What needs to be done:
Where "focus" appears in a line of the entries below, that line should be copied.

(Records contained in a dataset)
------------------------------------------------------------------------

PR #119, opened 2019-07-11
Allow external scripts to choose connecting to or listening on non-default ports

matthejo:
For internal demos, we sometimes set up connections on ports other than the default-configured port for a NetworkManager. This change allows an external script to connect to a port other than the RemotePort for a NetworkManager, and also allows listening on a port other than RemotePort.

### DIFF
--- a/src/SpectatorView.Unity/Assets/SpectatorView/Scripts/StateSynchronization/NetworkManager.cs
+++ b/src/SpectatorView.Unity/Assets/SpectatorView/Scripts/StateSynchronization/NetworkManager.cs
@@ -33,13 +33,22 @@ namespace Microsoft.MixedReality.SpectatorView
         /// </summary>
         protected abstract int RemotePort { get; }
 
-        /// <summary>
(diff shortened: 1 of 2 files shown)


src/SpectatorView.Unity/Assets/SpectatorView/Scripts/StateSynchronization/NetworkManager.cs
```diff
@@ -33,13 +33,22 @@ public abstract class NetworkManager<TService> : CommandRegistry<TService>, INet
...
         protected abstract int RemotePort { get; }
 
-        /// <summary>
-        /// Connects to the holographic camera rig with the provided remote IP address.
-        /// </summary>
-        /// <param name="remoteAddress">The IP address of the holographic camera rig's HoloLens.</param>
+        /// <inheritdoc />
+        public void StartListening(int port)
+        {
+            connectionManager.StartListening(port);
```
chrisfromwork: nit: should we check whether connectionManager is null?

------------------------------------------------------------------------

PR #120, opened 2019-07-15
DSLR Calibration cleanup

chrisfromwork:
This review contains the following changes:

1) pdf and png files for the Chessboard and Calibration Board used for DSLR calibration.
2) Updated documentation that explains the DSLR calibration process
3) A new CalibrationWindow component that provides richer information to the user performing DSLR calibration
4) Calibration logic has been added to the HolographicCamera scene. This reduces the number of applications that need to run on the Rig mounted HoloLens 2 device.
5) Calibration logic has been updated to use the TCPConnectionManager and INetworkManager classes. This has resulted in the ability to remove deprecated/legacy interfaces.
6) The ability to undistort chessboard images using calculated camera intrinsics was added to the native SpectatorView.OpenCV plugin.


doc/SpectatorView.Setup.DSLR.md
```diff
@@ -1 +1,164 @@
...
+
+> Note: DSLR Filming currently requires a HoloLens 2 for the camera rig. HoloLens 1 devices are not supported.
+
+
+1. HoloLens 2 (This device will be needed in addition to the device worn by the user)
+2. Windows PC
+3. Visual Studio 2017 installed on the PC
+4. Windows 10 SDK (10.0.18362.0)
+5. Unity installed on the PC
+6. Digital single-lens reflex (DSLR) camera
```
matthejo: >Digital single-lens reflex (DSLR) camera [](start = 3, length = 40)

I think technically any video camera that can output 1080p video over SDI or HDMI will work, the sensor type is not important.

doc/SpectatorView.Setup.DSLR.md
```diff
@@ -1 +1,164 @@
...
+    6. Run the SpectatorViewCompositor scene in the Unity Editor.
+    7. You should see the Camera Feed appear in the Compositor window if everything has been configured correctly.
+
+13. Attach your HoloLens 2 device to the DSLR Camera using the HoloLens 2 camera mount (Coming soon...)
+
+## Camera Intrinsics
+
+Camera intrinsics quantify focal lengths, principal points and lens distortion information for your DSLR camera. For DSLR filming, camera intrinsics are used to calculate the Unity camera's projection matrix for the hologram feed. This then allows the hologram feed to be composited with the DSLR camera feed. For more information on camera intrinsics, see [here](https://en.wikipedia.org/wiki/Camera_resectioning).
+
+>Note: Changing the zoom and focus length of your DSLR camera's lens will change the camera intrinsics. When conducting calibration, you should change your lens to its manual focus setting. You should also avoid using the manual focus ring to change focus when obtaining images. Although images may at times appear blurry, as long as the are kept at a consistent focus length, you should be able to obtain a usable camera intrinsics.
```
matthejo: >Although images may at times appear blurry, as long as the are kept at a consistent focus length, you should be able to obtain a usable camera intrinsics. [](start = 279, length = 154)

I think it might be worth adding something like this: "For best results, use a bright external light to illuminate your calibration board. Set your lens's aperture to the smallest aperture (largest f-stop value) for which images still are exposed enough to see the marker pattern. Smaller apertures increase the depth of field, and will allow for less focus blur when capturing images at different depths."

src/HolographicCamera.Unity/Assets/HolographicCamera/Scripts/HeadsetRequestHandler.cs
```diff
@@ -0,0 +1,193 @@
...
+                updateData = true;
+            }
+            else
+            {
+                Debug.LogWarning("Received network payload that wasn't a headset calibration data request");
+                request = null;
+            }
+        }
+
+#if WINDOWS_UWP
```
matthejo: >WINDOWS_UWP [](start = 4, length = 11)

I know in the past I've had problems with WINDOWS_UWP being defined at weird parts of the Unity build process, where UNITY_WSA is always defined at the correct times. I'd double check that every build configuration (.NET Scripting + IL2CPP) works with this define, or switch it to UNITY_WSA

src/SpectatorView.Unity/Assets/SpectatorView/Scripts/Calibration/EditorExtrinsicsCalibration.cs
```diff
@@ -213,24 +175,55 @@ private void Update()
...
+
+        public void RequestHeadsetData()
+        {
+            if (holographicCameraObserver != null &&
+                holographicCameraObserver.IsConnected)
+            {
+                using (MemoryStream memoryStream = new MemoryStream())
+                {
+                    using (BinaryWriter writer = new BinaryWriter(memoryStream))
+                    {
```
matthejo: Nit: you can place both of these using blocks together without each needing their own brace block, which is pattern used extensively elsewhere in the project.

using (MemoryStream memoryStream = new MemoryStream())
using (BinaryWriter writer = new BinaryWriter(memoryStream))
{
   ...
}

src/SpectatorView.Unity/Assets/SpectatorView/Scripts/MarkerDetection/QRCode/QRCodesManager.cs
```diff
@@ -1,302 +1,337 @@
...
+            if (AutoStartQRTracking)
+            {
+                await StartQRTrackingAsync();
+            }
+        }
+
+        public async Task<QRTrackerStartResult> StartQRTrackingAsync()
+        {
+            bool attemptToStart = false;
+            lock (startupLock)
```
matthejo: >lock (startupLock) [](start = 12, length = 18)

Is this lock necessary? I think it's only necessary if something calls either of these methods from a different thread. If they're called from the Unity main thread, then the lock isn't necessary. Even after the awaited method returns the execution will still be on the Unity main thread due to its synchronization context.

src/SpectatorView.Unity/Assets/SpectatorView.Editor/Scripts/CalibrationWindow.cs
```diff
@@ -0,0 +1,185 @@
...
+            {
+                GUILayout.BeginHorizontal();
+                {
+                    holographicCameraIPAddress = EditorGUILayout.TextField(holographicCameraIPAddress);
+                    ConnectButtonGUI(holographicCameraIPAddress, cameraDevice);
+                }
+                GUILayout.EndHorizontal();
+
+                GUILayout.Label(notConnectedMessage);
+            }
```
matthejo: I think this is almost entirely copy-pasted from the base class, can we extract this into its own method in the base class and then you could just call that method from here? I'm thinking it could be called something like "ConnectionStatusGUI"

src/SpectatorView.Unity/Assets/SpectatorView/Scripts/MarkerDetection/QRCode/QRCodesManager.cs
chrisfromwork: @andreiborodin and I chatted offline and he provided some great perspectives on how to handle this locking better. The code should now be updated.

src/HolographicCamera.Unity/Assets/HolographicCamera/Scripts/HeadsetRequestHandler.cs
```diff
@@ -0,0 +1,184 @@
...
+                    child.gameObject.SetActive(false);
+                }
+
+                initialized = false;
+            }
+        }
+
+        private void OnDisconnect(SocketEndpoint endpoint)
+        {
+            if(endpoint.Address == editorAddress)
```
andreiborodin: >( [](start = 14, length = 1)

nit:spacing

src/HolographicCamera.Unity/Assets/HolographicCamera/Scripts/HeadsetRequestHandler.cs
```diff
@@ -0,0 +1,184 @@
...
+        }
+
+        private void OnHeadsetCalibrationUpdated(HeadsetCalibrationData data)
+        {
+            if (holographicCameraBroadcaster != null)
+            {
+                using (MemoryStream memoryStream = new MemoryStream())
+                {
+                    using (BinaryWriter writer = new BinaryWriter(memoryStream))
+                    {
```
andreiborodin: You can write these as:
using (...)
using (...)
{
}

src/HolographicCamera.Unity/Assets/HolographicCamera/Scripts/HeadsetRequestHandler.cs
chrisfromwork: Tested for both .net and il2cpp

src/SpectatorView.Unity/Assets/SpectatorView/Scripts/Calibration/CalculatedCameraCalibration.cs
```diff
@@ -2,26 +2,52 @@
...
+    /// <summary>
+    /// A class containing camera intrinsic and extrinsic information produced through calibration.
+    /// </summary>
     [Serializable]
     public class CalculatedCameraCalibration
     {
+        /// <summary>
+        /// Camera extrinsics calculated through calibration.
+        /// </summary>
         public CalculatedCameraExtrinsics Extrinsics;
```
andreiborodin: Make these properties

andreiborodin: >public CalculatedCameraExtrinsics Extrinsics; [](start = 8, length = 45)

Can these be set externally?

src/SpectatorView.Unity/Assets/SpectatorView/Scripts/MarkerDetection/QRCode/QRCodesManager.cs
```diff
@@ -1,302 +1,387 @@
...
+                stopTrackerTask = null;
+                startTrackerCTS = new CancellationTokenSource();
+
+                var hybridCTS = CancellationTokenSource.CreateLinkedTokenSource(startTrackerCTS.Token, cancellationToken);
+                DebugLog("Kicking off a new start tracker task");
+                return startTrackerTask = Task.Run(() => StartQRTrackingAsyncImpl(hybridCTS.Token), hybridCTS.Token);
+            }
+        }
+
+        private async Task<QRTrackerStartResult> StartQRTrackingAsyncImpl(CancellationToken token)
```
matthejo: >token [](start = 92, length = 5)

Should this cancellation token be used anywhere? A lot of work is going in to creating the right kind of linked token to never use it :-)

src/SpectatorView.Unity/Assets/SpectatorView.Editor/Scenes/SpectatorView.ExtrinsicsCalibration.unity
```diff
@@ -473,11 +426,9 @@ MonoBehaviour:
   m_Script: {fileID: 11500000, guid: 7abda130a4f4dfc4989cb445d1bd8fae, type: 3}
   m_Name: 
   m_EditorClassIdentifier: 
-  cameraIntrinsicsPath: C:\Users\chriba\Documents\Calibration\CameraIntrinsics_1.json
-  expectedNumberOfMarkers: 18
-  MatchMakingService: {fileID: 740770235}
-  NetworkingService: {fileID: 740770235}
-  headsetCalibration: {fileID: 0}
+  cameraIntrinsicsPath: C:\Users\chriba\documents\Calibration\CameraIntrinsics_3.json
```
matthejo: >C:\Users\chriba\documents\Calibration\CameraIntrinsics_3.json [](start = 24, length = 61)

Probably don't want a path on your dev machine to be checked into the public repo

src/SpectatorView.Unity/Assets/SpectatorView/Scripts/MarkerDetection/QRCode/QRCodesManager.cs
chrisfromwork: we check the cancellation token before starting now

------------------------------------------------------------------------

Worked solution:
+>Note: Changing the zoom and focus length of your DSLR camera's lens will change the camera intrinsics. When conducting calibration, you should change your lens to its manual focus setting. You should also avoid using the manual focus ring to change focus when obtaining images. Although images may at times appear blurry, as long as the are kept at a consistent focus length, you should be able to obtain a usable camera intrinsics.
matthejo: >Although images may at times appear blurry, as long as the are kept at a consistent focus length, you should be able to obtain a usable camera intrinsics. [](start = 279, length = 154)
I think it might be worth adding something like this: "For best results, use a bright external light to illuminate your calibration board. Set your lens's aperture to the smallest aperture (largest f-stop value) for which images still are exposed enough to see the marker pattern. Smaller apertures increase the depth of field, and will allow for less focus blur when capturing images at different depths."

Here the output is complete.